SUPPLIED ENTRIES:

PR #762, opened 2018-07-10
Macaroons plugin for Xrootd

bbockelm:
This PR implements support for generated and utilizing authorization tokens with the Macaroon format.


bbockelm:
@simonmichal - we need to have libmacaroons installed on Travis-CI in order to test the feature.  How would you like to go about it?  Do you want me to just tweak the `.travis.yml`?

simonmichal:
@bbockelm : I would say that the macaroon plug-in should only be built if libmacaroons is present. This will shield us from failures on platforms where libmacaroons is not available. Of course then the spec file needs to be tweaked so the plug-in gets only packaged for EPEL-7 and Fedora platforms (my understanding is that there is no libmacaroons for EPEL-6). 

The idea is that our build script will install the dependencies with yum-builddep / dnf builddep, and cmake will only build the plug-in if respective dependencies are in place.

BTW Could you rewrite the history so there are fewer but more meaningful commits in the PR, ideally one called something like _Macaroons plugin for Xrootd_ ;-)

bbockelm:
>  I would say that the macaroon plug-in should only be built if libmacaroons is present. 

Sure, no problem.  Will start working on this.

> Could you rewrite the history so there are fewer but more meaningful commits in the PR

Hm -- I'm the sort of person who really likes to keep history.  What if I rewrote the commit messages to be prefixed with `[XrdMacaroons]`?

simonmichal:
@bbockelm : `[XrdMacaroons]` prefix is good enough for me :-) thanks!

bbockelm:
@simonmichal - OK, that was about my limit of abilities in `git`, but I managed to rewrite all the bits of history.

Also fixed the builds as requested.

Probably ready to be looked at again.

simonmichal:
Thanks a lot :-) for me it looks good :-)

bbockelm:
What's next in moving this one forward?

PR #778, opened 2018-07-25
Prevent double-parsing of parameters for ofs.ckslib.

### LINKED ISSUE #777: ofs.ckslib consumes two lines of configuration
It appears that when `ofs.ckslib * path` is present in the configuration file, then `GetRest` is invoked twice:

- Once in `XrdCksConfig::ParseLib`
- Once in `XrdOfsConfigPI::RepLib`

This has the side-effect of causing the `ofs.ckslib` line to consume the contents of the next line, making the following line ignored by the configuration parser.

To reproduce, set

```
ofs.ckslib * /var/lib/xrootd-hdfs/lib/libXrdHdfs.so
testline
```

and look for the following at startup:
```
=====> ofs.ckslib * /var/lib/xrootd-hdfs/lib/libXrdHdfs.so  testline
```

bbockelm:
Fixes #777

### DIFF
--- a/src/XrdOfs/XrdOfsConfigPI.cc
+++ b/src/XrdOfs/XrdOfsConfigPI.cc
@@ -280,7 +280,7 @@ bool XrdOfsConfigPI::Parse(TheLib what)
                               if (CksConfig->ParseLib(*Config, libType))
                                  return false;
                               if (libType) cksLcl = libType == 1;
-                              RepLib(theCksLib, CksConfig->ManLib(), nullParms);
+                              RepLib(theCksLib, CksConfig->ManLib(), nullParms, false);
                               return true;
                              }
                           Eroute->Emsg("Config", "Checksum version error!");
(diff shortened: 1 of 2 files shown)


abh3:
OK, I am confused. Could you explain exactly what the problem was and how this fixes it?

bbockelm:
Hi @abh3 -

The description of the problem is in ticket #777, no?

Without this, the code path that calls `ofs.ckslib` invokes `Config->GetRest` twice, meaning that `ofs.ckslib` is consuming two lines of configuration.

For example, the following config snippet will fail to parse:

```
ofs.ckslib * /var/lib/xrootd-hdfs/lib/libXrdHdfs.so
if exec xrootd
fi
```

because the handling of `ofs.ckslib` will also consume the tokens `if exec xrootd`, meaning that Xrootd complains of an unmatched `fi`.

Brian

abh3:
Thanks, the example is just what was needed for the history behind this patch.

Issue #663, opened 2018-03-02
PSS with disk caching enabled produces bad files on the local cache when attempting writes


mpatrascoiu:
Hello,

I understand that writing is not supported in the case of a disk-caching Proxy.

However, when attempting to write a file to the cluster through the proxy (with PFC enabled), the operation will not succeed (operation not supported) but the file is written to the local disk cache and appears to be in bad state.

Future reads for the same file will be provided from the cache, serving the corrupted file.

This can also cause confusion because although the write operation is not supported, later on, the cache can still provide that file (even if in a bad state).

Additional info
===========
Setup: client --> proxy (with PFC) --> cluster
I am copying the _hello.txt_ to the proxy and then reading it into _hello_copied.txt_.

Checksums:
bea8252ff4e80f41719ea13cdf007273  hello.txt
36df9540a5ef4996a9737657e4a8929c  hello_copied.txt

File contents in hexa (ran through the xxd command): 
hello.txt
0000000: 4865 6c6c 6f2c 2057 6f72 6c64 210a       Hello, World!.
hello_copied.txt
0000000: 0000 0000 0000 0000 0000 0000 0000       ..............

Below are the logs from the MGM, proxy and client, as well as the proxy config.

[proxy_write-client.log](https://github.com/xrootd/xrootd/files/1775615/proxy_write-client.log)
[proxy_write-mgm.log](https://github.com/xrootd/xrootd/files/1775616/proxy_write-mgm.log)
[proxy_write-proxy.log](https://github.com/xrootd/xrootd/files/1775617/proxy_write-proxy.log)
[xrd.cf.pss.txt](https://github.com/xrootd/xrootd/files/1775619/xrd.cf.pss.txt)

alja:
@mpatrascoiu  Thanks for the detail report. I will look into it.

alja:
@mpatrascoiu I can reproduce the problem. 
File written in the origin is empty, but it is not corrupted.

It would good if writing option would be visible at the open stage, so the file would be rejected before creating cache IO object.
Thread 4 "xrootd" hit Breakpoint 1, XrdFileCache::Cache::Attach (this=0x65e880, io=0x7fffe8002880, Options=4)
    at /home/alja/xrd/master/xrootd/src/XrdFileCache/XrdFileCache.cc:162
162        if (Cache::GetInstance().Decide(io))
(gdb) bt
[...]

PR #987, opened 2019-05-13
Deny write access to a file in initial Prepare() call.

osschar:
This addresses #663.

Note that Write() calls in IO object were already failing with errno = ENOTSUP.

Write access into cache is not supported. If one really wants to open files with write access using the cache as the entry point, they should setup static redirect on write to a suitable location / service.


osschar:
@abh can you please review this change.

WHAT IS BEING ASKED:
The lines above that hold the word "following" need counting; write the count and nothing more.

RESPONSE:
3